OTA stuck on a old/previous job

nickm2018 wrote on February 05, 2019:

Are there any timeouts once subscribed to a OTA job? As i deploy more and more units I am running into situations where the library is still associated to a job that has either been canceled, deleted, or dropped from some reason. This causes the device to remain in a queued state for the next job.

Amazon FreeRTOS OTA Agent V1.0.0
Amazon FreeRTOS release 1.4.6

Two types of errors that i have captured from multiple attempts to get a device to start the download.
First error says the library is busy with existing job but there are no active jobs in the IoT console.

179776 347670946 [OTA Task] [prvParseJobDoc] Busy with existing job. Ignoring.                  
179777 347670946 [OTA Task] [prvParseJobDoc] Error 1 parsing job document.
179778 347670946 [OTA Task] [prvParseJobDoc] Rejecting job due to OTA_JobParseErr_t 1           
179796 347671098 [OTA Task] [prvOTA_Close] Context->0x005599a4

This is the next attempt to send an image. It is about to start and then the mqtt library indicates subscribe limit is reached. The library has a max of 8 subscriptions. 2 are used by my application so there should be 6 left to the OTA (seems to only use 3).

179951 347887000 [OTA Task] [prvParseJobDoc] Job was accepted. Attempting to start transfer.
179952 347887000 [OTA Task] [OTA]	cnewImageStatus = 0
179953 347887092 [OTA Task] [prvPAL_GetPlatformImageState]	currentImageStatus = 0
179954 347887092 [OTA Task] Sending command to MQTT task.
179955 347887092 [MQTT] Received message 16fa0000from queue.
179956 347887092 [MQTT] Initiating MQTT subscribe.
179957 347887093 [MQTT] WARN: Subscription Manager full! No space left to store new subscriptions.
179958 347887093 [MQTT] MQTT_Subscribe failed!

Edited by: nickm2018 on Feb 5, 2019 3:08 PM

nickm2018 wrote on February 06, 2019:

What happens if the OTA library looses connection/disconnects/looses sync with the job and there is an active subscribe to $aws/things/%s/streams/%s/data/cbor?

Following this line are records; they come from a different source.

PR #786, opened 2021-03-30
Added a default FITS image, mostly for use by the controller

confluence:
This is a default image for the Ubuntu package to install to a system data directory, and for the controller to use in its default unconfigured state.


kswang1029:
Nice

default fits-image-2021-3-30-20-44-52

veggiesaurus:
@confluence don't you need to edit the `CMakeLists.txt` to ensure this gets copied to `/usr/local/share/carta` when installing?

confluence:
For the Ubuntu packages it would be `/usr/share/carta`. I was planning to leave this to the packages, like the icons. I'm not sure how easily we can find an appropriate data directory in the cmake config which will work with a source install on any platform.

veggiesaurus:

In the MQTT library, when a new subscribe is started, it checks the subscribe manager list and removes any matching topics. The stream topic will be different for each job / portion of file, correct? Could this be the reason why my subscription manager ran out of room?

Is there a way to purge all subscriptions associated with a mqtt connection from the subscription manager list?

mradula-aws wrote on February 06, 2019:

yes it looks like the mqtt subscription manager should remove the jobs which are not active currently. We are debugging the code to why it is behaving incorrectly.